Понять помогают письма других заключенных, свидетельствующие, что человек, получавший посылку, должен был сразу уделить что-то лагерной обслуге. Приведем здесь фрагмент воспоминаний Е. М. Львова:

Получая посылку из рук надзирателя, надо немедленно проявить широту натуры. Горсть конфет, пачку папирос, пачку печенья и др. надо тут же положить на середину стола — угощение выдающему, присутствующим надзирателям и отсутствующим придуркам. Не сделаешь этого, с тобой поступят «по закону»: все вскроют, распечатают и одно за другим будут высыпать в наволочку (ящики не выдаются). В результате в посылке окажется смесь из сахара, круп, чая, табака и т. д.[672]

Видимо, понимая, что совсем скоро он покинет лагерь, Береговский перестал платить унизительную дань.

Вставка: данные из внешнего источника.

PR #9568, opened 2023-11-07
make SNS Delivery Logs opt-in 

bentsku:
## Motivation
We had a TODO in the code because SNS Delivery logs were always-on for LocalStack when it's opt-in in AWS.
Also it has been shown they are making performance quite a bit worse.

Here are some numbers:

  | Base | Disable SQS metrics | Disable SNS Delivery logs | Both
-- | -- | -- | -- | --
Throughput for 1kb publish (req/s) | 20.17 | 28.72 | 31.87 | 68.78

- Base: `1000 requests took 49.5744 s = 49.5744 ms/op = 20.17 req/sec`
- Disable SQS metrics: `1000 requests took 34.8189 s = 34.8189 ms/op = 28.72 req/sec`
- Disable SNS Delivery logs: `1000 requests took 31.3768 s = 31.3768 ms/op = 31.87 req/sec`
- Both: `1000 requests took 14.5392 s = 14.5392 ms/op = 68.78 req/sec`

From a simple benchmark with one topic, one SQS queue subscribed to it, pushing 1000 messages/

I suspect the fact that the publisher is pushing a lot of SQS requests concurrently, plus the CloudWatch Events one, are making the gateway struggle to serve them concurrently and the latency grows quite significantly.

To push further, we will revisit the in-memory client dispatching which might provide a boost in performance, and we now have a good simple benchmark for it.

Here's all resources:
- https://docs.aws.amazon.com/sns/latest/dg/sns-topic-attributes.html#msg-status-sdk
- https://docs.aws.amazon.com/sns/latest/dg/sns-msg-status.html
- https://docs.aws.amazon.com/sns/latest/dg/sms_stats_cloudwatch.html

## Changes
Make publishing the delivery logs opt-in like AWS, by setting a role as a Topic Attribute (`<ENDPOINT>SuccessFeedbackRoleArn` and `<ENDPOINT>FailureFeedbackRoleArn`).
We do not support yet `<ENDPOINT>SuccessFeedbackSampleRate` and will publish every message without sampling. 

For SMS messages, I left the behaviour as always-on, as the documentation only mention the console, and it's a niche use-case.

We have an AWS validated test `tests.aws.services.sns.test_sns.TestSNSPublishDelivery.test_delivery_lambda` testing this behaviour. We should add test to this class for SQS, HTTP and Firehose deliveries as well. 

Also sneaked a small change regarding unsubscribe + an AWS test for it.

### DIFF
--- a/localstack/services/sns/provider.py
+++ b/localstack/services/sns/provider.py
@@ -66,6 +66,7 @@ from localstack.utils.aws.arns import (
     extract_region_from_arn,
     parse_arn,
 )
+from localstack.utils.bootstrap import log_duration
 from localstack.utils.strings import short_uid
 
 # set up logger
@@ -129,7 +130,7 @@ class SnsProvider(SnsApi, ServiceLifecycleHook):
         # see the attributes we need: https://docs.aws.amazon.com/sns/latest/dg/sns-topic-attributes.html
         # would need more work to have the proper format out of moto, maybe extract the model to our store
         for attr in vars(moto_topic_model):
-            if "success_feedback" in attr:
+            if "_feedback" in attr:
                 key = camelcase_to_pascal(underscores_to_camelcase(attr))
                 moto_response["Attributes"][key] = getattr(moto_topic_model, attr)
             elif attr == "signature_version":
@@ -221,10 +222,12 @@ class SnsProvider(SnsApi, ServiceLifecycleHook):
                 success["SequenceNumber"] = msg_ctx.sequencer_number
             response["Successful"].append(success)
 
+        moto_topic = self._get_topic(topic_arn, context)
         publish_ctx = SnsBatchPublishContext(
             messages=message_contexts,
             store=store,
             request_headers=context.request.headers,
+            topic_attributes=vars(moto_topic),
         )
         self._publisher.publish_batch_to_topic(publish_ctx, topic_arn)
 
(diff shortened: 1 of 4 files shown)


tests/aws/services/sns/test_sns.py
```diff
@@ -833,6 +816,39 @@ def subscribe_queue_to_topic(attributes: dict = None) -> dict:
...
+        queue_name = f"queue-{short_uid()}"
+        topic_arn = sns_create_topic(Name=topic_name)["TopicArn"]
+        queue_url = sqs_create_queue(QueueName=queue_name)
+        subscription = sns_create_sqs_subscription(topic_arn=topic_arn, queue_url=queue_url)
+        sub_arn = subscription["SubscriptionArn"]
+
+        unsubscribe_1 = aws_client.sns.unsubscribe(SubscriptionArn=sub_arn)
+        snapshot.match("unsubscribe-1", unsubscribe_1)
+        unsubscribe_2 = aws_client.sns.unsubscribe(SubscriptionArn=sub_arn)
+        snapshot.match("unsubscribe-2", unsubscribe_2)
```
alexrashed, line 833: This test here seems to be valuable, but it I'm missing a test which actually tests the changes in the provider.
I can see that the positive case (the subscriptions are enabled and working) are tested in multiple tests here, but I think it would be great to also have a test checking that the logs are not written in case the logs are not explicitly enabled?

alexrashed (approved):
The changes are looking good, but I think it would be great if you could add a test for disabled logs. However, this shouldn't block a merge, we could also add this in a later iteration. 
Nice to see this awesome speedup! 🚀

tests/aws/services/sns/test_sns.py
bentsku: True yes, that's a very good point! I just need to decide a fair value to estimate that the logs will never arrive and that we can assert the test is successful without adding a 30s test to the pipeline. But that would be very valuable to have!

localstack/services/sns/provider.py
```diff
@@ -358,21 +360,23 @@ def create_platform_endpoint(
...
             parsed_arn = parse_arn(subscription_arn)
         except InvalidArnException:
             # TODO: check for invalid SubscriptionGUID
-            if count < 6:
-                raise InvalidParameterException(
-                    f"Invalid parameter: SubscriptionArn Reason: An ARN must have at least 6 elements, not {count}"
-                )
+            raise InvalidParameterException(
+                f"Invalid parameter: SubscriptionArn Reason: An ARN must have at least 6 elements, not {count}"
+            )
```
baermat, line 373: It seems a bit weird to have this code twice. Is there a particular reason why we check the count ourselves and then let moto do the conversion with the same check again?

baermat (approved):
LGTM 👍 There seem to be some duplication of code, but nothing blocking

localstack/services/sns/provider.py
bentsku: Right yes just checked the botocore code, and they also validate the `6 elements` part. Will rewrite and update the test like Alex said at the same time. Thanks a lot! 👍

tests/aws/services/sns/test_sns.py
bentsku: I added the test now, with some snapshot asserting that the first message wasn't logged and that the second message was properly logged, matching `messageId` to the events. Thanks for the review!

Чаще всего отбирали и деньги, вложенные в посылки. Еще меньше шансов было сохранить присылаемую одежду. «Невозможно иметь здесь что-нибудь, кроме как на себе. Присылать что-нибудь из обуви, одежды, белья — выкинуть в бездонную яму. Я категорически запрещаю вам присылать мне что-либо из вещей», — писал из Бамлага М. Д. Юдин в 1938 году[673]. Поэтому после «концертных» рубахи, галстука, летних брюк Береговский попросил лишь «пару рубах нижних»[674], а в дальнейшем упорно писал, что у него есть все необходимое и вещей присылать не надо.

По эту сторону

Письма из лагеря были драгоценностью: их читали по многу раз. На первой странице письма, датированного 24 января 1953 года — следующего после письма с перечнем лекарств, — видны следы слез, так что некоторые буквы совсем расплылись. Как прожила жена Береговского эти полгода — от одной весточки до другой, — понимая, что муж серьезно болел, и не имея возможности узнать, жив ли он? Но слезами горю не поможешь: письма Береговского свидетельствуют, что он получал посылки, сполна отвечавшие его запросам. Каждую из его просьб родные старались выполнить.